Segment Routing over IPv6 (SRv6) is a modern approach to traffic engineering and network programmability. It encodes instructions, called segments, directly into the IPv6 packet header. While SRv6 offers flexibility and simplifies network design, its reliance on 128-bit addresses for every segment introduces significant overhead. This can be inefficient in large-scale deployments, particularly in 5G transport, data center, and backbone networks.
To address this challenge, the networking community introduced uSID (micro-SID), a compressed and hardware-friendly form of SRv6.

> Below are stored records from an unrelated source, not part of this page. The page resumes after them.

PR #232, opened 2025-05-22
Feature: Add `go install`

ahmet2mir:
Hello,

Some tools don't provides release via Github and instead uses go install.
This feature check latest release via proxy golang and install tool using local go cmd.

```
$ ./bin install -p goinstall github.com/jrhouston/tfk8s@v0.1.8
   • Getting v0.1.8 release for github.com/jrhouston/tfk8s
   • Copying for tfk8s@v0.1.8 into /home/ahdemir/bin/tfk8s
   • Done installing tfk8s v0.1.8
 
$ ./bin update tfk8s
   • /home/ahdemir/bin/tfk8s v0.1.8 -> v0.1.10 (github.com/jrhouston/tfk8s)
Do you want to continue? [Y/n] y
   • Getting latest release for github.com/jrhouston/tfk8s
   • Copying for tfk8s@v0.1.10 into /home/ahdemir/bin/tfk8s
   • Done updating /home/ahdemir/bin/tfk8s to v0.1.10

$ ./bin remove tfk8s
```

I also had an issue when using remove, since latest release "existingremove" was removed and bin was unable to remove.

I did 3 commits:

* 1 restore existing remove
* 2 explicit error message when path missing
* 3 add goinstall support

### DIFF
--- a/pkg/providers/goinstall.go
+++ b/pkg/providers/goinstall.go
@@ -5,7 +5,6 @@ import (
 	"encoding/json"
 	"fmt"
 	"io"
-	"io/ioutil"
 	"net/http"
 	"os"
 	"os/exec"
@@ -44,6 +43,10 @@ func newGoInstall(repo string) (Provider, error) {
 }
 
 func (g *goinstall) Fetch(opts *FetchOpts) (*File, error) {
+	goPath, ok := os.LookupEnv("GOPATH")
+	if !ok {
+		return nil, fmt.Errorf("GOPATH environment variable is mandatory")
+	}
 
 	if (len(g.tag) > 0 && g.tag != "latest") || len(opts.Version) > 0 {
 		if len(opts.Version) > 0 {
@@ -69,11 +72,11 @@ func (g *goinstall) Fetch(opts *FetchOpts) (*File, error) {
 		return nil, fmt.Errorf("failed to install package: %w", err)
 	}
 
-	goBinPath := fmt.Sprintf("%s/bin/%s", os.Getenv("GOPATH"), g.name)
+	goBinPath := filepath.Join(goPath, "bin", g.name)
 
 	file, err := os.Open(os.ExpandEnv(goBinPath))
 	if err != nil {
-		return nil, err
+		return nil, fmt.Errorf("failed to open path: %w", err)
 	}
 	defer file.Close()
 
@@ -83,7 +86,6 @@ func (g *goinstall) Fetch(opts *FetchOpts) (*File, error) {
 		return nil, err
 	}
 
-	// fixme use tmpdir
 	// Clean go file added in gopath file
 	if err := os.Remove(os.ExpandEnv(goBinPath)); err != nil && !os.IsNotExist(err) {
 		return nil, fmt.Errorf("Error removing path %s: %v", os.ExpandEnv(goBinPath), err)
@@ -103,7 +105,7 @@ func (d *goinstall) GetLatestVersion() (string, string, error) {
 	}
 	defer resp.Body.Close()
 
-	body, err := ioutil.ReadAll(resp.Body)
+	body, err := io.ReadAll(resp.Body)
 	if err != nil {
 		return "", "", err
 	}
--- a/pkg/providers/goinstall.go
+++ b/pkg/providers/goinstall.go
@@ -1,0 +1,126 @@
+package providers
+
+import (
+	"bytes"
+	"encoding/json"
+	"fmt"
+	"io"
+	"io/ioutil"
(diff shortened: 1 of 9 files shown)


ahmet2mir:
@marcosnils if you could get a look at this MR too :pray:

pkg/providers/goinstall.go
```diff
@@ -0,0 +1,126 @@
...
+	cmd := exec.Command("go", "install", fmt.Sprintf("%s@%s", g.repo, g.tag))
+
+	cmd.Stdout = os.Stdout
+	cmd.Stderr = os.Stderr
+
+	if err := cmd.Run(); err != nil {
+		return nil, fmt.Errorf("failed to install package: %w", err)
+	}
+
+	goBinPath := fmt.Sprintf("%s/bin/%s", os.Getenv("GOPATH"), g.name)
```
marcosnils, line 72: `GOPATH` could not be set. I think we should do a bit more checks according to the `go install` help: 

> Executables are installed in the directory named by the GOBIN environment
variable, which defaults to $GOPATH/bin or $HOME/go/bin if the GOPATH
environment variable is not set. Executables in $GOROOT
are installed in $GOROOT/bin or $GOTOOLDIR instead of $GOBIN.

pkg/providers/goinstall.go
```diff
@@ -0,0 +1,126 @@
...
+
+	file, err := os.Open(os.ExpandEnv(goBinPath))
+	if err != nil {
+		return nil, err
+	}
+	defer file.Close()
+
+	var buf bytes.Buffer
+	_, err = io.Copy(&buf, file)
```
marcosnils, line 81: do we need to read the whole file in memory here? Why not just assign the `file` to `Data` directly? Since `Data` expects an `io.Reader` which `file` already is.

pkg/providers/providers.go
```diff
@@ -49,14 +51,20 @@ type Provider interface {
...
-	httpUrlPrefix   = regexp.MustCompile("^https?://")
-	dockerUrlPrefix = regexp.MustCompile("^docker://")
+	httpUrlPrefix      = regexp.MustCompile("^https?://")
+	dockerUrlPrefix    = regexp.MustCompile("^docker://")
+	goinstallUrlPrefix = regexp.MustCompile("^goinstall://")
 )
 
 func New(u, provider string) (Provider, error) {
 	if dockerUrlPrefix.MatchString(u) {
+		log.Debugf("Using provider 'docker' for '%s'", u)
```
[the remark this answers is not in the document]
ahmet2mir: I did this way to centralize provider selector and log when bin match a condition.
If i show in the begining i don't know if bin will use docker or github.
When running in debug, you see excatly which line is concerned when you saw the log.

pkg/providers/goinstall.go
ahmet2mir: I use to always close a file when i open it plus after i delete it, so i can't use it in return.

pkg/providers/goinstall.go
```diff
@@ -0,0 +1,128 @@
...
+}
+
+func newGoInstall(repo string) (Provider, error) {
+	repoUrl := strings.TrimPrefix(repo, "goinstall://")
+	repo, tag, name, latestURL := parseRepo(repoUrl)
+	return &goinstall{repo: repo, tag: tag, name: name, latestURL: latestURL}, nil
+}
+
+func (g *goinstall) Fetch(opts *FetchOpts) (*File, error) {
+	goPath, ok := os.LookupEnv("GOPATH")
```
marcosnils, line 46: how about if we run `go env GOPATH` instead? that should always yield a value given that if `GOPATH` is not set, it'll return `$HOME/go` by default

pkg/providers/goinstall.go
ahmet2mir: Not sure that it will be cross-platform, because Linux systems use reference counting for inodes where Windows lock and prevents deletion.
So to be sure it's cross-platform i kould keep the copy or make a difference using runtime.GOOS, if windows copy else  return file ?

pkg/providers/providers.go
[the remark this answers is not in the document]
ahmet2mir: done.

pkg/providers/goinstall.go
ahmet2mir: done.

ahmet2mir:
> awesome, great! we're almost there. This is the last comment I have: https://github.com/marcosnils/bin/pull/232/files#r2223353884 🙏

done too :)

marcosnils (approved):

PR #236, opened 2025-07-21
docs(readme): split providers with examples

ahmet2mir:
it take me some time to found the right command on some providers, so i split the readme with explicitly showing supported providers with dedicated examples.


ahmet2mir:
will do another MR with other proposal of design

In standard SRv6, each instruction is represented by a full 128-bit IPv6 address. For example, if a packet needs to traverse four nodes, the Segment Routing Header (SRH) must carry four separate SIDs. That means:
- 4 × 128 bits = 512 bits (64 bytes) of header overhead
- This increases linearly with the number of segments
- In 5G or large-scale service provider environments, this overhead is not sustainable
uSID (micro-SID) compresses multiple instructions into a single 128-bit IPv6 address. Instead of allocating a full IPv6 address to every segment, operators reserve a uSID block (a common IPv6 prefix) and encode multiple micro-SIDs inside the lower bits of the address.
Each micro-SID typically uses 16 or 32 bits, allowing several instructions to be carried within a single IPv6 destination address. The forwarding process involves routers “popping” or shifting the active micro-SID, much like label popping in MPLS.
uSID Block Allocation: A domain (e.g., 2001:db8:abcd::/48) is reserved for uSIDs.
Micro-SID Containers: The remaining bits of the IPv6 address carry a sequence of uSIDs.
Forwarding: Each router reads the leftmost active uSID, processes it, and shifts the next one into position.
Result: A single 128-bit field can encode an entire path through multiple nodes or functions.